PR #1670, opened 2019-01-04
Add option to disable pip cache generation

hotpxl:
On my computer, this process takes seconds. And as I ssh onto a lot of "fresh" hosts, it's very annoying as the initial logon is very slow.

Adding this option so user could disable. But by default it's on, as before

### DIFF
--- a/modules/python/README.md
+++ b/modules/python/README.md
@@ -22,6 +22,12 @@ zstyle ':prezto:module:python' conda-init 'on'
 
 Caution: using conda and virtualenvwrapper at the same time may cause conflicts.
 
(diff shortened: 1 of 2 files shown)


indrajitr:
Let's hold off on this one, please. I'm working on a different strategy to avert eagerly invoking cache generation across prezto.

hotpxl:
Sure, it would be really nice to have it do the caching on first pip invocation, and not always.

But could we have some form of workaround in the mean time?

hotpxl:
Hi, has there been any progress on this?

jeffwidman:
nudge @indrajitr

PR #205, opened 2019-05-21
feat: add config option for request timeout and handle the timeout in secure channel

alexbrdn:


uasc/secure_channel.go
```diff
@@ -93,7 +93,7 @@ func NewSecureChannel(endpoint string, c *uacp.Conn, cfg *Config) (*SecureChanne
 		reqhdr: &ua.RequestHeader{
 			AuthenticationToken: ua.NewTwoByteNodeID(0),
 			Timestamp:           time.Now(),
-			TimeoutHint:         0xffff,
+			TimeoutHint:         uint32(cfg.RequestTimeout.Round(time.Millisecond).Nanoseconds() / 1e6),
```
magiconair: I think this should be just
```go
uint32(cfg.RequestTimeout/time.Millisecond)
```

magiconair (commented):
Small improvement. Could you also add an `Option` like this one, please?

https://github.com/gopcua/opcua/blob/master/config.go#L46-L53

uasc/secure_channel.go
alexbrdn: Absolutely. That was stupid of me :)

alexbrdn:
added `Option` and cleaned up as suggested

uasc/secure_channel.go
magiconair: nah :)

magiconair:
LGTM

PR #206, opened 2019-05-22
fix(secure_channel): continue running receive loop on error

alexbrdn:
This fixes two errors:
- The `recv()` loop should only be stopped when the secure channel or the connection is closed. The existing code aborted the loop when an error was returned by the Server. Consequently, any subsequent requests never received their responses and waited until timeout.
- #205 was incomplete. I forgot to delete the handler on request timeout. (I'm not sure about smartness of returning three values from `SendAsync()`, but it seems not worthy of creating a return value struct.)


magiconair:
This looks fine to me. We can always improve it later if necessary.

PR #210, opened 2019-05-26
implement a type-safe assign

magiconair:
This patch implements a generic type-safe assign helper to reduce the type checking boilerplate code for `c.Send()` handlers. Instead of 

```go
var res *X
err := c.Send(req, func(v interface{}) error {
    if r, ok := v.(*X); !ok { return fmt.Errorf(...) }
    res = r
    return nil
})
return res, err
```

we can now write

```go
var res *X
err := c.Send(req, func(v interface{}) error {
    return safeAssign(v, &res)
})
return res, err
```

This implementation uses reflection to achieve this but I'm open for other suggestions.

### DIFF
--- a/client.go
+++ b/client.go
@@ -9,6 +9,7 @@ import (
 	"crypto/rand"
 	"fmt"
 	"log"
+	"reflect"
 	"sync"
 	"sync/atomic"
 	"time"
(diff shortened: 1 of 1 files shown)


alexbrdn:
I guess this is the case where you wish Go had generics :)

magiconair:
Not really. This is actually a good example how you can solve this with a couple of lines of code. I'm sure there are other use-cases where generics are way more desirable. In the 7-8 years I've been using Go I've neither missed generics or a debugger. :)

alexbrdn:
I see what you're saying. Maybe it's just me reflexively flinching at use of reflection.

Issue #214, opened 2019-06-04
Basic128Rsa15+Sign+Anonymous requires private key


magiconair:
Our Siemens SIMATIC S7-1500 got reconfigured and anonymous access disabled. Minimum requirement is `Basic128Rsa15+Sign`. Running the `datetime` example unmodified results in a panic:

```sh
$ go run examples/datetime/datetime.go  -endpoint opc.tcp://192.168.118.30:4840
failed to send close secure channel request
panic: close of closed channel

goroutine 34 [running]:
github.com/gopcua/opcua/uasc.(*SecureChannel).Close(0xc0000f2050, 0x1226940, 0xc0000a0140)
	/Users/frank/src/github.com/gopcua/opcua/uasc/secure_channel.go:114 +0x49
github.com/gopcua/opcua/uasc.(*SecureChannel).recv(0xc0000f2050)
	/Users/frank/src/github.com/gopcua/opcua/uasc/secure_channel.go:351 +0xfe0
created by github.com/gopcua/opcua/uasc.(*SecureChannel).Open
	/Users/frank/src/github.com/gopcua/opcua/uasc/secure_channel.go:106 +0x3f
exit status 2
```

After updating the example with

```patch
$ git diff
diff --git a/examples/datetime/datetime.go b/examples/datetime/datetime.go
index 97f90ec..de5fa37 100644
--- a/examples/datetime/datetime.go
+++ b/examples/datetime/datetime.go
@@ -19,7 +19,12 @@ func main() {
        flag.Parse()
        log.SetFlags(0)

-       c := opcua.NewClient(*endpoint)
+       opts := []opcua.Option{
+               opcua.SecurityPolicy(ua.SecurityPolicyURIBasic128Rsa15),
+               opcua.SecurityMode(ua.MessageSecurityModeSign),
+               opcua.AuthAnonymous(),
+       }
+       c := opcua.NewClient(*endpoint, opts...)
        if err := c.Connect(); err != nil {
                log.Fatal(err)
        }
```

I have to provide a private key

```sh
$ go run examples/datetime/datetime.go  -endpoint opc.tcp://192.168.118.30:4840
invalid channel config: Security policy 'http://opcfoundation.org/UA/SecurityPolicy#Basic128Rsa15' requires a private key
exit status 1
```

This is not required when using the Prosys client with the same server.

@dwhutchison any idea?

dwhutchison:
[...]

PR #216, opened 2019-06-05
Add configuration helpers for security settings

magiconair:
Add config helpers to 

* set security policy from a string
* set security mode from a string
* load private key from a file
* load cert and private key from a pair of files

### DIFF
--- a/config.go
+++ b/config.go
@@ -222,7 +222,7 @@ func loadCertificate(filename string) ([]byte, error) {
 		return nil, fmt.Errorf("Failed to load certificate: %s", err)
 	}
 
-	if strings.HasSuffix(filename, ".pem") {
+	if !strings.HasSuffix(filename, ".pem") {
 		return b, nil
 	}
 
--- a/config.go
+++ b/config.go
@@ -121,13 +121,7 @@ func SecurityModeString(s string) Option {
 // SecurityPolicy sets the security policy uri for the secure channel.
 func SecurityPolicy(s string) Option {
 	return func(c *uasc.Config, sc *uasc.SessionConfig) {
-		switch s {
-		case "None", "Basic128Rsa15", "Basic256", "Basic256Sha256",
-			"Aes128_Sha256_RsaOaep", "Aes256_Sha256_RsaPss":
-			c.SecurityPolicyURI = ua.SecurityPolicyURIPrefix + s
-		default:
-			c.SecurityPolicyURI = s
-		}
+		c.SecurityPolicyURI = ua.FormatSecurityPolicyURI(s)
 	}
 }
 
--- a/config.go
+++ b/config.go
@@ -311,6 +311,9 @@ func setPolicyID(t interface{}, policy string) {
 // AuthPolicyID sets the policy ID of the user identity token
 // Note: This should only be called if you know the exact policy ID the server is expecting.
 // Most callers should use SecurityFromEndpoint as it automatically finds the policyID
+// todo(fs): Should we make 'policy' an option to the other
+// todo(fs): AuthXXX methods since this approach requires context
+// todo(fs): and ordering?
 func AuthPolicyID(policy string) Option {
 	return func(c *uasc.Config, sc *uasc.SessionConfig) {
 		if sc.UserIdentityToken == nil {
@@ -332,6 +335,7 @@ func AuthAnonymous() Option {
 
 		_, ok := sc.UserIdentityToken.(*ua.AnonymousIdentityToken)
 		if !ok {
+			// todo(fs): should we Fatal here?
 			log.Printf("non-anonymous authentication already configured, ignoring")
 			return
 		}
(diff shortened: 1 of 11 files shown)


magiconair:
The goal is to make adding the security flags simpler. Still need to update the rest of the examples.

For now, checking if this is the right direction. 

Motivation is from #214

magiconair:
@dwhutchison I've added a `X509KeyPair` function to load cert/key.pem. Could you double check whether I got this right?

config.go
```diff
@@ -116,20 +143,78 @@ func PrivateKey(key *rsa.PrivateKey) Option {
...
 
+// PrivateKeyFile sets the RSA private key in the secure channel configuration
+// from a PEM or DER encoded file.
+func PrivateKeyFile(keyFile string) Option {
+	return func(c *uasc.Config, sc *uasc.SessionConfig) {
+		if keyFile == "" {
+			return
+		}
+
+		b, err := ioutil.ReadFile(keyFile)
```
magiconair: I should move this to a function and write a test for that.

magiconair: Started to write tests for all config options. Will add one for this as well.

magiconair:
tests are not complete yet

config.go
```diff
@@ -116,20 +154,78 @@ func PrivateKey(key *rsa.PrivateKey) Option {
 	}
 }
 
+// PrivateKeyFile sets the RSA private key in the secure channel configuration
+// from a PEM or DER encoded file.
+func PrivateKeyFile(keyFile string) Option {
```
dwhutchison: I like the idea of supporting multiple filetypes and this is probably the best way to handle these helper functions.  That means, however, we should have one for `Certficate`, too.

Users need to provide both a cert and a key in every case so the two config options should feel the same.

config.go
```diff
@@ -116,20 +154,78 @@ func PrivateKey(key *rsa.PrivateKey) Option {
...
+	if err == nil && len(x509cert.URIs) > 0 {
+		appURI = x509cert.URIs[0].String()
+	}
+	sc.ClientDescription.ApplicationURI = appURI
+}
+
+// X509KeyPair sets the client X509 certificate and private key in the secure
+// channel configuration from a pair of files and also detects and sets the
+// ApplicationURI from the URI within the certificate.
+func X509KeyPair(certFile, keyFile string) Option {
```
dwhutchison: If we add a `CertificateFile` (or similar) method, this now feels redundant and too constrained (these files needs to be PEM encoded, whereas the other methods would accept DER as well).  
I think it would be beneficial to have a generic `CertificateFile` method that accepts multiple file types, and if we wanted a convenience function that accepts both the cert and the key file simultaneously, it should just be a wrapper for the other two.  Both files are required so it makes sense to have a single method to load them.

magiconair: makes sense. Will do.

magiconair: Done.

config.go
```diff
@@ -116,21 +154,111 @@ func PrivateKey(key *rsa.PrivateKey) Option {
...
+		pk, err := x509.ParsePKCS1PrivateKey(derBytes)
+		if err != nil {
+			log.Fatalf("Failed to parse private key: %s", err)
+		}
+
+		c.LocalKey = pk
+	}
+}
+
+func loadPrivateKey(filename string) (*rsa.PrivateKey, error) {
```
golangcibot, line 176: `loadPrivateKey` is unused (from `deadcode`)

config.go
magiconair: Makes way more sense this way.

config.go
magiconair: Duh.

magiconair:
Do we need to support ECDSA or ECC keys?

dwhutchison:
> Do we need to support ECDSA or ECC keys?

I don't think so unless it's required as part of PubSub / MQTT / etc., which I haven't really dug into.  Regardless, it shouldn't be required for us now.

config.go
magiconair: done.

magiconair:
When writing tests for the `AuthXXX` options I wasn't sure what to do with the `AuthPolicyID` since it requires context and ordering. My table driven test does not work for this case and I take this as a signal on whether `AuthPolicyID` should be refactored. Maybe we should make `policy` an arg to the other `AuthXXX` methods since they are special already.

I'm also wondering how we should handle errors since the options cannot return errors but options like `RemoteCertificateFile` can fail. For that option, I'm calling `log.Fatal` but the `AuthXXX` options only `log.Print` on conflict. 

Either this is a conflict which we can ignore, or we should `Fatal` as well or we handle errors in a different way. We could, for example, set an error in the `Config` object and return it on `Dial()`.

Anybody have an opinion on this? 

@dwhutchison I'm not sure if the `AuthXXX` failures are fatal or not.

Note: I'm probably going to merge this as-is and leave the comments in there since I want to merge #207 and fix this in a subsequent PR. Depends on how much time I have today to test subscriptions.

◆ **Task brief**:
Copy every line from the records that holds the string "opts".

◆ **Answer area**:
+       opts := []opcua.Option{
+       c := opcua.NewClient(*endpoint, opts...)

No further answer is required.